Mapping QTL associated with resistance to Fusarium head blight in the Nanda2419 x Wangshuibai population. II: type I resistance.

Fusarium head blight (FHB) is a serious disease in wheat and barley affecting both yield and quality. To identify genes for resistance to infection, the RIL population derived from 'Nanda2419' x 'Wangshuibai' and the parents were evaluated for percentage of infected spikes (PIS) in four different environments. Using a 2,960 cM marker framework map constructed for this population, ten chromosome regions were detected for their association with type I resistance through interval mapping with Mapmaker/QTL, among which QTLs mapped in the intervals of Xwmc349--Xgwm149 on chromosome 4B, of Xwmc96--Xgwm304 on chromosome 5A and of Xgwm408--Xbarc140 on chromosome 5B were revealed in at least three environments and have Wangshuibai as the source of resistance alleles. Qfhi.nau-4B and Qfhi.nau-5A had larger effects and explained up to 17.5 and 27.0% of the phenotypic variance, respectively. To detect epistasis QTLs, two-locus interactions were examined by whole genome scan. Interactions of five locus pairs were found to have significant effects on type I resistance with the LOD score ranging 3.8-6.5 and four of them conferred resistance in parental phase. The one with the most significant effect was Xcfd42--Xgwm469 (6D)/Xwmc390-2--Xbd04 (2A) pair. No QTL x E interaction was detected for PIS. It was found that flowering time did not have significant effects on PIS in this population. Our studies indicated that Wangshuibai is useful for breeding for both type I and type II scab resistance and the markers associated with the QTLs could be used in marker-assisted selection and isolation of scab-resistance QTLs.

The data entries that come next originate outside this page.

PR #3700, opened 2026-09-10
fix(forms): stop the invite form throwing away what the user types

simlarsen:
Typing a valid email into **Invite New User** and pressing Tab made the email
vanish, placeholder and all. Typing again dropped characters as they were
entered — the reporter's recording ends with a lone `@` in an empty box. The
form could not be filled in at all.

Those are two separate defects in the shared form stack. Neither is new; both
were exposed by the account-lookup the invite form added, which is the first
thing to re-render a page *while the user is typing into a form on it*.

## 1. The form was destroyed and rebuilt (the whole-field wipe)

`ModelForm` prepares its fields in an effect keyed on `props.fields`. Almost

Mapping QTL associated with resistance to Fusarium head blight in the Nanda2419 x Wangshuibai population. I. Type II resistance.

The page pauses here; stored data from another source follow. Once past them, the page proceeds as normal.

PR #3701, opened 2026-09-10
feat(admin): add Project > Support page for customer support access

simlarsen:
## What

The Admin Dashboard could see a project's subscription, users and teams but not whether OneUptime customer support was allowed into it. That switch — `Project.letCustomerSupportAccessProject` — existed only on the customer's own Project Settings page, so staff helping a customer who could not find it had nowhere to flip it themselves.

This adds **Project > Support** in the Admin Dashboard, writing the same column through `AdminModelAPI`.

- New page at `/admin/projects/:id/support` with an editable toggle for `letCustomerSupportAccessProject`, plus its current state as a read-only row.
- Side-menu section "Support" → "Customer Support Access", sitting under Billing and above Advanced.
- Opens with a warning that the switch belongs to the customer: they can set it themselves in Project Settings, and staff should prefer asking them to.

## Hosted-only

Same gating as the customer-side card and as the neighbouring Subscription page. There is no OneUptime support team to grant access to on a self-hosted install, so the side-menu section is gated on `BILLING_ENABLED` and the page early-returns an explanatory alert when the URL is reached directly.

## Why this works at all

`letCustomerSupportAccessProject` declares `update: [ProjectOwner, ProjectAdmin]`. A master admin acting on someone else's project has neither. The page works because `UpdatePermission.checkUpdatePermissions` returns before `ColumnPermissions` ever sees the data when `props.isMasterAdmin` is set. Nothing in the page or the model stated that dependency, so it is now pinned by a test.

## Tests

`App/Tests/AdminDashboard/ProjectSupportPageWiring.test.ts` (61 tests) covers the five hand-written wirings that each fail silently rather than failing a compile:

- PageMap key, RouteMap route, `App.tsx` PageRoute, side-menu link;
- the backwards-counting segment index the page reads its project id with — derived from the route rather than hard-coded, so reshaping the route without touching the page fails here instead of silently loading the literal string `"support"` as a project id;
- that the field name in the form matches a column the `Project` model actually declares, and is the same column the customer's own Project Settings writes;
- the `BILLING_ENABLED` gate on both the page and the side-menu section;
- that all 17 locale files carry every key the page asks for, in the same order as `en.json` (a missing key renders the raw key string to staff).

`Common/Tests/Server/Types/Database/Permissions/ProjectCustomerSupportAccessColumn.test.ts` (10 tests) covers the permission behaviour both pages depend on: owners and admins may write the column and nobody else may, everyone in the project may read it so the toggle renders its state, it is never creatable, and a master admin with no membership in the project gets their query back untouched while a plain member is refused. A harness guard runs first so the "does not throw" cases cannot pass on an empty permission set.

## Verification

- `App/Tests/AdminDashboard` — 14 suites, 391 tests, all pass.
- The new Common permission suite — 10 tests, all pass.
- `npm --prefix App/FeatureSet/AdminDashboard run compile` — clean.
- `npm run i18n:validate` — passes.
- ESLint clean on every changed file.


simlarsen:

|---|---|---|---|---|---|---|
| :white_check_mark: | Open Source Security| 0 | 0 | 0 | 0 | [ 0 issues](https://app.snyk.io/org/oneuptime-RsC2nshvQ2Vnr35jHvMnMP/pr-checks/2890a3b3-3ba2-4caa-aa93-da7d1f68c79c?refs=c84fe5d4c775772d6b5633138df15999c89baf1d&source=prChecksComment) |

Scab disease caused by Fusarium spp. has been a major concern for both wheat producers and consumers. Deployment of scab-resistant varieties is the major strategy to curb this disease. To identify the scab resistance genes in wheat cv. Wangshuibai, we produced a F(6:7) recombinant inbred line (RIL) population by crossing Wangshuibai with the scab-susceptible cultivar Nanda2419. The RILs were evaluated for scab resistance in the field by single floret inoculation in two replicates in 2002 and one replicate in 2003. The number of diseased spikelets (NDS) and the length of diseased rachides (LDR) were investigated to reflect the Type II resistance. Among 654 simple sequence repeat (SSR) markers surveyed, 326 were found to be polymorphic between the parents. A partial molecular map was constructed with these markers that covered over 2,210 cM of the wheat genome. Six chromosome regions showed association with both NDS and LDR in a one-way anova analysis, even though the variation explained by them varied between the two traits. Eight intervals were detected for their association with Type II resistance through interval mapping, five of which were not identified in single-point analysis. The quantitative trait loci (QTL) with large effects were the ones in the interval of Xgwm533-3-Xgwm533-1 on chromosome 3B and in the interval of Xwmc539-Xbarc024 on chromosome 6B, whose alleles favoring resistance originate from Wangshuibai. In addition, a QTL whose resistance allele originated from Nanda2419 was consistently detected in the interval of Xs1021m-Xgwm47-1 on chromosome 2B. These results suggest that Wangshuibai is the major source for Type II resistance in this population. The markers associated with these QTL would facilitate the use of scab-resistant genes of Wangshuibai in scab resistance breeding programs of wheat.